Records:
PR #179, opened 2015-10-14
Bug 479243 - Runtasks command not enabled in several Eclipse perspectives

SimonScholz:
This PR turn the NodeSelection Object into an IStructuredSelection, which is propagated to the Workbench by introducing a NodeSelectionProviderWrapper, which is applied by the TaskView like this:

```java
 this.selectionProvider = new NodeSelectionProviderWrapper(this, getTreeViewer());
 getSite().setSelectionProvider(this.selectionProvider);
```

This PR not only provides a different approach to handle the enablement of Handlers, but also makes the ISelection, which is propagated to the workbench more detailed and let's NodeSelections behave in a natural Eclipse manner.

### DIFF
--- a/org.eclipse.buildship.ui/src/main/java/org/eclipse/buildship/ui/util/nodeselection/NodeSelection.java
+++ b/org.eclipse.buildship.ui/src/main/java/org/eclipse/buildship/ui/util/nodeselection/NodeSelection.java
@@ -7,9 +7,13 @@
  *
  * Contributors:
  *     Etienne Studer & Donát Csikós (Gradle Inc.) - initial API and implementation and initial documentation
+ *     Simon Scholz <simon.scholz@vogella.com> - Bug 479243
  */
 
 package org.eclipse.buildship.ui.util.nodeselection;
+
+import java.util.Iterator;
+import java.util.List;
 
 import com.google.common.base.Function;
 import com.google.common.base.Predicate;
@@ -17,15 +21,14 @@ import com.google.common.base.Predicates;
 import com.google.common.collect.FluentIterable;
 import com.google.common.collect.ImmutableList;
 import com.google.common.collect.Lists;
+
 import org.eclipse.jface.viewers.ISelection;
 import org.eclipse.jface.viewers.IStructuredSelection;
-
-import java.util.List;
 
 /**
  * Provides information about a given set of selected nodes.
  */
-public final class NodeSelection {
+public final class NodeSelection implements IStructuredSelection {
 
     private static final NodeSelection EMPTY = new NodeSelection(ImmutableList.of());
 
@@ -35,13 +38,9 @@ public final class NodeSelection {
         this.nodes = ImmutableList.copyOf(nodes);
     }
 
-    /**
-     * Returns whether the selection is empty.
-     *
-     * @return {@code true} if the selection is empty, {@code false} otherwise
-     */
+    @Override
     public boolean isEmpty() {
-        return this.nodes.isEmpty();
+        return getNodes().isEmpty();
     }
 
     /**
@@ -50,7 +49,12 @@ public final class NodeSelection {
      * @return {@code true} if a single node is selected, {@code false} otherwise
      */
     public boolean isSingleSelection() {
-        return this.nodes.size() == 1;
+        return size() == 1;
+    }
+
+    @Override
+    public Object getFirstElement() {
+        return isEmpty() ? null : this.nodes.get(0);
     }
 
     /**
@@ -59,6 +63,8 @@ public final class NodeSelection {
      * @return the first node
      * @throws java.lang.IllegalStateException thrown if the selection is empty
      */
+    // TODO remove this method and use getFirstElement(), which is defined by
+    // IStructuredSelection
     public Object getFirstNode() {
         if (isEmpty()) {
             throw new IllegalStateException("Selection is empty.");
@@ -74,6 +80,8 @@ public final class NodeSelection {
      * @return the first node
      * @throws java.lang.IllegalStateException thrown if the selection is empty
      */
+    // TODO rename this method to getFirstElement(Class<T> expectedType) to have
+    // consistent names
     public <T> T getFirstNode(Class<T> expectedType) {
         if (isEmpty()) {
             throw new IllegalStateException("Selection is empty.");
@@ -87,6 +95,8 @@ public final class NodeSelection {
      *
      * @return the list of all nodes
      */
+    // TODO rename this method to "toList" to have
+    // consistent names
     public ImmutableList<?> getNodes() {
         return this.nodes;
     }
@@ -98,6 +108,8 @@ public final class NodeSelection {
      * @return the list of all nodes
      * @throws ClassCastException thrown if a node is not of the expected type
      */
+    // TODO rename this method to "toList" to have
+    // consistent names
     public <T> ImmutableList<T> getNodes(final Class<T> expectedType) {
         return FluentIterable.from(this.nodes).transform(new Function<Object, T>() {
 
@@ -106,6 +118,26 @@ public final class NodeSelection {
                 return expectedType.cast(input);
             }
         }).toList();
+    }
+
+    @Override
+    public Iterator<?> iterator() {
+        return this.nodes.iterator();
+    }
+
+    @Override
+    public int size() {
+        return this.nodes.size();
+    }
+
+    @Override
+    public Object[] toArray() {
+        return this.nodes.toArray();
+    }
+
+    @Override
+    public List<?> toList() {
+        return this.nodes;
     }
 
     /**
--- a/org.eclipse.buildship.ui/src/main/java/org/eclipse/buildship/ui/util/nodeselection/SelectionHistoryManager.java
+++ b/org.eclipse.buildship.ui/src/main/java/org/eclipse/buildship/ui/util/nodeselection/SelectionHistoryManager.java
@@ -7,22 +7,33 @@
  *
  * Contributors:
  *     Etienne Studer & Donát Csikós (Gradle Inc.) - initial API and implementation and initial documentation
+ *     Simon Scholz <simon.scholz@vogella.com> - Bug 479243
  */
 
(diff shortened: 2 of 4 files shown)


eclipsewebmaster:
Issue tracker reference:
https://bugs.eclipse.org/bugs/show_bug.cgi?id=479243

SimonScholz:
I updated the PR and now the SelectionHistoryManager acts as ISelectionProvider and the proper NodeSelection is available at once.

org.eclipse.buildship.ui/src/main/java/org/eclipse/buildship/ui/util/nodeselection/NodeSelection.java
```diff
@@ -135,7 +136,7 @@ public boolean allMatch(Predicate<Object> predicate) {
      * @param newSelection the node selection to merge with
      * @return a new instance containing the merge result
      */
-    public NodeSelection mergeWith(NodeSelection newSelection) {
+    public NodeSelection mergeWith(IStructuredSelection newSelection) {
```
donat: Do we have to prepare to merge with selections other than NodeSelection? I think the argument should be as it was before.

org.eclipse.buildship.ui/src/main/java/org/eclipse/buildship/ui/util/nodeselection/NodeSelectionProvider.java
```diff
@@ -23,4 +24,12 @@
      */
     NodeSelection getSelection();
 
+    /**
+     * Set the current selection.
+     *
+     * @param selection
+     *            the {@link NodeSelection} to be set
+     */
+    void setSelection(NodeSelection selection);
```
donat: This method is not used anywhere.

org.eclipse.buildship.ui/src/main/java/org/eclipse/buildship/ui/util/nodeselection/SelectionHistoryManager.java
```diff
@@ -7,22 +7,33 @@
...
+ * Stores the sequence in which the currently selected nodes were selected in
+ * the {@link TreeViewer} and acts as {@link ISelectionProvider}, which can be
+ * added to an {@link org.eclipse.ui.IViewSite}.
+ *
+ * @see org.eclipse.buildship.ui.view.task.TaskView
  */
-public final class SelectionHistoryManager {
+public final class SelectionHistoryManager implements ISelectionProvider {
+
+    private List<ISelectionChangedListener> selectionChangedListeners = new CopyOnWriteArrayList<ISelectionChangedListener>();
```
donat: Use Lists.newCopyOnWriteArrayList(), just like at MultiPageView#336

org.eclipse.buildship.ui/src/main/java/org/eclipse/buildship/ui/util/nodeselection/SelectionHistoryManager.java
```diff
@@ -40,32 +51,61 @@ private void init() {
...
+
+    protected void handleSelection(ISelection selection) {
         NodeSelection nodeSelection = NodeSelection.from(selection);
         this.selectionHistory = this.selectionHistory.mergeWith(nodeSelection);
+        fireSelectionChanged();
     }
 
-    public void dispose() {
-        this.treeViewer.removeSelectionChangedListener(this.listener);
+    protected void fireSelectionChanged() {
```
donat: Can you please elaborate on why we need a concurrent list and a SafeRunner in this case?

org.eclipse.buildship.ui/src/main/java/org/eclipse/buildship/ui/util/nodeselection/NodeSelection.java
```diff
@@ -74,7 +64,7 @@ public Object getFirstNode() {
      * @return the first node
      * @throws java.lang.IllegalStateException thrown if the selection is empty
      */
-    public <T> T getFirstNode(Class<T> expectedType) {
+    public <T> T getFirstElement(Class<T> expectedType) {
```
donat: Instead of renaming please just leave a todo there, it makes the PR unnecessarily big. This applies everywhere in this PR.

org.eclipse.buildship.ui/src/main/java/org/eclipse/buildship/ui/view/task/TaskView.java
```diff
@@ -33,13 +39,7 @@
...
 import org.eclipse.ui.part.ViewPart;
 
-import org.eclipse.buildship.core.CorePlugin;
-import org.eclipse.buildship.core.configuration.ProjectConfiguration;
-import org.eclipse.buildship.ui.external.viewer.FilteredTree;
-import org.eclipse.buildship.ui.external.viewer.PatternFilter;
-import org.eclipse.buildship.ui.util.nodeselection.NodeSelection;
-import org.eclipse.buildship.ui.util.nodeselection.NodeSelectionProvider;
-import org.eclipse.buildship.ui.util.nodeselection.SelectionHistoryManager;
+import com.gradleware.tooling.toolingmodel.repository.FetchStrategy;
```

What is expected: Sift the data above for lines with "otherwise", then copy each one.

Reply:
-     * @return {@code true} if the selection is empty, {@code false} otherwise
      * @return {@code true} if a single node is selected, {@code false} otherwise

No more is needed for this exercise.